Amendment 174 calls for federal agencies to consider the “full cost of regulations, including indirect job losses and the negative health impacts of indirect job losses, prior to enacting or amending any regulation or rule.” However, the present process already requires cost-benefit analysis, and virtually every rule has benefits that are significantly higher than the costs. According to the coalition, cost-benefit analysis is a deeply flawed process that overstates costs and tends to understate benefits, particularly if those benefits can’t easily be measured and counted.

“The Environmental Protection Agency is already required to do multiple cost benefit analyses for every rule,” said Scott Slesinger, legislative director for the Natural Resources Defense Council. “More redundant requirements is just a tool of polluters to slow down protections in a continuous loop of paralysis by analysis. The only winners would be polluters who put their costs ahead of the health of the public.”
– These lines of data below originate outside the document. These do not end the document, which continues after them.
PR #4507, opened 2026-07-18
Position database dropdown icons absolutely

### LINKED ISSUE #4483: FEAT: Allow resizing the database location dropdown
The database location dropdown has a fixed width. When database names or paths are long, they are truncated, and I have to horizontally scroll to read the full value. This becomes annoying when switching between database locations frequently.

Allow the database location dropdown to be resized horizontally so that longer database names or paths can be viewed without requiring horizontal scrolling. Ideally, the dropdown would remember the width I set for future use.

The current workaround is to use the horizontal scrollbar, but this is slow and inconvenient when changing database locations often.

manos02:
- Wrapped icons in a div
- Positioned `.db-actions` absolutely at right
- Gave `.dropdown-search width: 100%` plus right padding to reserve space for the icon strip

Closes: https://github.com/beekeeper-studio/beekeeper-studio/issues/4483

### DIFF
--- a/apps/studio/src/components/sidebar/core/DatabaseDropdown.vue
+++ b/apps/studio/src/components/sidebar/core/DatabaseDropdown.vue
@@ -17,22 +17,24 @@
         placeholder="Select a database..."
         class="dropdown-search"
       />
-      <a
-        v-if="supportsMultipleDatabases"
-        class="refresh"
-        @click.prevent="refreshDatabases"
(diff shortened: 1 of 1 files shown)


not-night-but:
@manos02 Oh okay! I was misunderstanding what you were requesting. Thanks so much for the fix, this definitely works better

not-night-but (approved):

PR #4508, opened 2026-07-18
fix: show loading spinner and detailed error on Test connection

### LINKED ISSUE #4456: BUG: Test connection button shows no feedback on timeout
## Description

When clicking the "Test" button on the connection screen and the connection times out, the UI shows no feedback — no loading state, no error message, nothing happens visually.

The error only appears in the JavaScript console (Help → Show Developer Tools → Console), and only after switching to another connection and back.

## Steps to Reproduce

1. Configure a connection that will time out (e.g. wrong host or SSL mismatch)
2. Click the "Test" button
3. Observe: no spinner, no error, no response in the UI
4. Switch to a different connection, then switch back
5. Observe: the JS console now shows the timeout error

## Expected Behavior

The Test button should show a loading indicator while connecting and display the error message in the UI when it fails.

## Environment

- macOS (reported by user)
- Connection type: MySQL

## Additional Context

Reported by a user comparing Beekeeper to Sequel Ace. The workaround is checking the JS console via Help → Developer Tools.

deeferentleeg:
Closes #4456

## What

When clicking the **Test** button on the connection screen and the connection times out or fails, the UI showed no loading indicator and the toast notification used a generic "Error establishing a connection" message without the actual error detail.

## Changes

In `apps/studio/src/components/ConnectionInterface.vue`:

- **Loading spinner on the Test button**: added the existing `LoadingSpinner` component (already used in `LoadingSSOModal.vue`), shown via `v-if="testing"`. Gives immediate feedback that a test is in progress, even when the connection takes a long time to time out.
- **Detailed error in the toast**: changed the `testConnection()` catch block to include the actual error message (`Error establishing a connection: <error>`) instead of the generic hardcoded string. The `ErrorAlert` below the button already shows the full error; the toast is now useful too.

The Connect path is unchanged.

## Testing

1. Configure a connection that will time out (wrong host / SSL mismatch)
2. Click Test
3. Spinner appears on the Test button while testing
4. On failure, the toast includes the actual error (e.g. `Error establishing a connection: connect ETIMEDOUT 10.0.0.1:3306`)
5. The ErrorAlert below the button still shows the full error with helpful links

### DIFF
--- a/apps/studio/src/components/ConnectionInterface.vue
+++ b/apps/studio/src/components/ConnectionInterface.vue
@@ -213,7 +213,8 @@
                       type="button"
                       @click.prevent="testConnection"
                     >
-                      Test
+                      <loading-spinner v-if="testing" :size="12" />
+                      <template v-else>Test</template>
                     </button>
                     <button
                       :disabled="testing || connecting"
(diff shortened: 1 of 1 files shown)


not-night-but:
@deeferentleeg Looks like there are some style issues that need to be ironed out: 
image

Issue #4492, opened 2026-07-14
BUG: Autocomplete freezes and crashes app on large schemas


JeanPaiva42:
## Description

On large database schemas, the SQL autocomplete/typeahead freezes the app and eventually crashes it. Reported on version 5.9.1.

## Expected Behavior

Autocomplete should handle large schemas gracefully — either by limiting the completion set, lazy-loading, or providing a way to disable it.

## Workaround Requested

The user wants to disable autocomplete entirely as a workaround, but no such option exists in the UI or config file.

## Notes

The internal `disableSchemaCompletion` and `disableKeywordCompletion` flags exist in the SQL text editor extension config (`apps/ui-kit/lib/components/sql-text-editor/extensions/customSql.ts`) but are not exposed to users through any UI setting or `user.config.ini` key.

## Related

Exposing these flags (or adding a simpler `[ui.queryEditor] disableAutocomplete = true` config key) would give users an immediate workaround while the performance issue is investigated.

rathboma:
How large? We need more details!

JeanPaiva42:
Reproduction details from a user:

- PostgreSQL with ~20,000 tables in the public schema (~half generated by pg_partman)
- All 20k tables are passed to the CodeMirror completion engine with no limit or lazy-loading (see `entities()` computed in `TabQueryEditor.vue`)
- Symptom: hangs for ~20 seconds, then the renderer window goes blank. DevTools shows 'page disconnected' — meaning the renderer process crashes (likely OOM)
- macOS, Beekeeper 5.9.1

The completion engine pre-loads all schema entities eagerly. At this scale it exhausts renderer memory. Fix needs either: entity count cap before passing to completion, lazy/on-demand schema loading, or exposing `disableSchemaCompletion` flag to users.

PR #4509, opened 2026-07-18
Add settings toggle to disable SQL autocomplete as workaround for #4492

deeferentleeg:
## Summary

This PR exposes the existing `disableSchemaCompletion` and `disableKeywordCompletion` flags — already defined in the SQL text editor config type (`apps/ui-kit/lib/components/sql-text-editor/extensions/customSql.ts`) — as a user-facing settings toggle. This gives users an immediate workaround for the autocomplete freeze/crash on large schemas while the deeper performance issue is investigated.

**This is a workaround, not a root-cause fix for the underlying performance problem.** As @rathboma noted in the issue, more details are needed about the schema sizes involved. This PR simply gives affected users a way to keep working.

Addresses #4492

## What changed

The `disableSchemaCompletion` and `disableKeywordCompletion` flags already existed in the `SQLConfig` type extension in `customSql.ts`, but were **not actually consumed** by the vendored `sql()` function. This PR wires them through end-to-end:

### ui-kit (`@beekeeperstudio/ui-kit`)
1. **`vendor/@codemirror/lang-sql/src/sql.ts`** — The vendored `sql()` function now checks `disableSchemaCompletion` and `disableKeywordCompletion`. When either is `true`, the corresponding completion source (schema-based or keyword-based) is omitted entirely from the `LanguageSupport` extensions.
2. **`sql-text-editor/props.ts`** — Added a `disableAutocomplete` boolean prop (default `false`).
3. **`sql-text-editor/SqlTextEditor.vue`** — Passes `disableAutocomplete` through to the `SqlTextEditor` constructor as both `disableSchemaCompletion` and `disableKeywordCompletion`.

### studio (desktop app)
4. **`TabQueryEditor.vue`** — Added a `disableSqlAutocomplete` computed property that reads the `disableSqlAutocomplete` user setting from the Vuex settings store, and passes it as `:disable-autocomplete` to the editor component.
5. **`QueryEditorStatusBar.vue`** — Added a "Disable SQL Autocomplete" toggle in the editor settings dropdown (alongside "Editor keymap" and "Wrap Text"). Toggling it saves the setting via `settings/save`.
6. **Migration** — Added `20260714_add_disable_sql_autocomplete_setting.js` to seed the `disableSqlAutocomplete` boolean user setting (default `false`). Registered in `migration/index.js`.

## How to use

1. Open a query tab
2. Click the **⚙️ settings** button in the query editor status bar
3. Toggle **"Disable SQL Autocomplete"**
4. Autocomplete (both schema-based and keyword-based) is now fully disabled — no freeze, no crash

The setting persists across sessions via the existing user settings store.

## Notes

- The flags were already defined in the type system (`SQLConfig` in `customSql.ts`) and already used in the test suite (`completions.spec.ts`), so this PR completes the plumbing rather than introducing new concepts.
- The vendored `sql()` uses `(config as any).disableSchemaCompletion` because the upstream `@codemirror/lang-sql` `SQLConfig` type doesn't include these custom fields — they're added by Beekeeper's type extension in `customSql.ts`. Using `as any` avoids importing the custom type into the vendored file.
- This disables **all** autocomplete (schema + keywords) via a single toggle. If more granularity is desired later (e.g. disable schema completion but keep keyword completion), the underlying flags already support that — only the UI would need to change.

---

🤖 This PR was created with AI assistance. The implementation was generated programmatically and follows existing patterns in the codebase (settings store, migration system, editor props).

### DIFF
--- a/apps/studio/src/components/TabQueryEditor.vue
+++ b/apps/studio/src/components/TabQueryEditor.vue
@@ -72,6 +72,7 @@
         :columns-getter="columnsGetter"
         :default-schema="defaultSchema"
         :language-id="languageIdForDialect"
+        :disable-autocomplete="disableSqlAutocomplete"
         :clipboard="$native.clipboard"
         :replace-extensions="replaceExtensions"
         :context-menu-items="editorContextMenu"
@@ -718,6 +719,9 @@ import { KeybindingPath } from '@/common/bksConfig/BksConfigProvider'
       },
       editorComponent() {
         return this.connectionType === 'surrealdb' ? SurrealTextEditor : SqlTextEditor;
+      },
+      disableSqlAutocomplete() {
+        return this.settings?.disableSqlAutocomplete?.value ?? false;
       },
       enabled() {
         return !this.dialectData?.disabledFeatures?.queryEditor;
--- a/apps/studio/src/components/editor/QueryEditorStatusBar.vue
+++ b/apps/studio/src/components/editor/QueryEditorStatusBar.vue
@@ -223,6 +223,15 @@
             Wrap Text
           </x-label>
         </x-menuitem>
+        <x-menuitem
+          togglable
+          :toggled="disableSqlAutocomplete"
+          @click.prevent="toggleDisableSqlAutocomplete"
+        >
+          <x-label class="flex-between">
+            Disable SQL Autocomplete
+          </x-label>
+        </x-menuitem>
       </x-menu>
     </x-button>
   </statusbar>
@@ -307,6 +316,9 @@ export default {
         this.$store.dispatch('settings/save', { key: 'hideResultsDropdown', value })
       }
     },
+    disableSqlAutocomplete() {
+      return this.settings?.disableSqlAutocomplete?.value ?? false
+    },
     rowCount() {
       return this.result && this.result.rows ? this.result.rows.length : 0
     },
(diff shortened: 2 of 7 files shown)


not-night-but:
This feels like it might be better suited as a key in the ini file rather than a user setting. @azmy60 Thoughts?

azmy60 (changes requested):
Overall, I think the code looks correct! But as @not-night-but said, this should be a new config key in the `default.config.ini` file.

And from me, I have two requests:

1. I don't know if you actually need to disable **all** completions. If the issue was caused by a large schema, then we might just want to disable the `schemaCompletion`? I don't think we need to disable the `keywordCompletionSource` too, right? Regardless, It probably makes sense to be able to configure it this way (from the config file), for example:
```ini
; Controls which sources are used for query editor autocomplete.
; Possible values: all, schema-only, keyword-only, none
[ui.queryEditor]
autocomplete = all
```
2. This is optional, but it'd be awesome if the `disableSchemaCompletion` is a state, and not just a static flag. This allows CodeMirror to update the completion in real time. Right now, it seems like we'll need to rebuild the whole text editor manually in order to see the effect of switching the flag from `false` to `true` or vice versa. We've done this in many parts, e.g. toggling vim mode.

Thanks!

not-night-but:
Superseded by #4688

PR #4511, opened 2026-07-19
Fix MongoDB Decimal128 rendering as raw bytes in table/JSON view

### LINKED ISSUE #4258: BUG: MongoDB Decimal128 view
Describe the bug
When viewing MongoDB documents in JSON view, fields of type ‎⁠Decimal⁠ are rendered as raw bytes instead of a human‑readable value.

Example:"price": {
  "bytes": {
    "0": 176,
    "1": 4,
    "2": 0,
    "3": 0,
    "4": 0,
    "5": 0,
    "6": 0,
    "7": 0,
    "8": 0,
    "9": 0,
    "10": 0,
    "11": 0,
    "12": 0,
    "13": 0,
    "14": 60,
    "15": 48
  }
}

This looks similar to how Mongo ObjectID is shown as bits in issue #3024, but for ‎⁠Decimal⁠ values.

To Reproduce

1. Connect to a MongoDB database.
2. Open a collection that has a ‎⁠Decimal⁠ field (e.g. ‎⁠price⁠).
3. Open JSON view (right‑click on a record → “See Details” or use the JSON viewer panel).
4. Observe that the ‎⁠Decimal⁠ field is rendered as a ‎⁠bytes⁠ object instead of a readable decimal value.

Expected behavior
‎⁠Decimal⁠ (e.g. ‎⁠Decimal128⁠) fields should be displayed as a human‑readable decimal number (string/number), not as a bytes object.

Screenshots / Gifs
Add a screenshot of the JSON viewer showing the ‎⁠Decimal⁠ field rendered as bytes.

Version Information (please complete the following information):

- OS: MacOS 26.3.1
- App Version: Version 5.7.2 (5.7.2)
- Database type and version: MongoDB

Additional context
Behavior is analogous to the Mongo ObjectID JSON view issue described in [#3024](https://github.com/beekeeper-studio/beekeeper-studio/issues/3024), but affects ‎⁠Decimal⁠ fields such as ‎⁠price⁠.

gaurav0107:
## Problem

When viewing MongoDB documents that contain a `Decimal128` field, the value is rendered as a raw `{ bytes: { 0: 176, 1: 4, ... } }` object instead of a human-readable decimal number, both in the table view and the JSON detail view. This mirrors the earlier ObjectId issue (#3024), but for `Decimal128`.

Fixes #4258.

## Root cause

The MongoDB client serializes row values through a per-field transcoder pipeline (`BasicDatabaseClient.serializeQueryResult`), which selects a transcoder by each field's `bksType`. `MongoDBClient.parseQueryResultColumns` only tags a column as `OBJECTID` when the value is an `ObjectId`; every other BSON type — including `Decimal128` — falls through to `UNKNOWN`. With no matching transcoder, the raw `Decimal128` object (which carries an internal `bytes` buffer) is passed straight to the view and JSON-stringified as `{ bytes: {...} }`.

## Fix

Add a `Decimal128` transcoder alongside the existing ObjectId one, following the same pattern:

- `MongoDBDecimal128Transcoder` (in `src/lib/db/serialization/transcoders.ts`) serializes a `Decimal128` to its readable decimal string via `value.toString()` (e.g. `"12.34"`).
- A new `DECIMAL` member on `BksFieldType`.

Amendment 205 seeks to deprive citizens of the resources required to enforce federal law. Because the lawsuits targeted by Amendment 205 are essential in ensuring that citizens obtain the regulatory protections Congress has provided, senators should oppose the measure, the coalition said. The amendment attacks citizen suits that prompt federal agencies to move forward with crucial standards aimed at protecting human health, safety and the environment.

Amendment 215 requires agencies, when assessing the costs and benefits of regulations, to include the indirect jobs impact of a regulation on “manufacturing,” an impossible and unknowable task for agencies that would add to already lengthy delays in the review and implementation process of crucial public protections. The coalition asserts that this is an impossible requirement to meet because manufacturing is much too broad a category and there are no bounds to what constitutes an “indirect” jobs impact.

“The indiscriminate cuts under sequestration will already make it harder for agencies to enforce and improve critical standards and safeguards,” said Katherine McFate, president and CEO of the Center for Effective Government and CSS co-chair. “The last thing we need are damaging budget amendments that would throw up more roadblocks to protecting American families and communities.”

For more information, please visit http://www.sensiblesafeguards.org/budgetamendments.

The Coalition for Sensible Safeguards is an alliance of consumer, small business, labor, scientific, research, good government, faith, community, health, environmental, and public interest groups, as well as concerned individuals, joined in the belief that our country’s system of regulatory safeguards provides a stable framework that secures our quality of life and paves the way for a sound economy that benefits us all.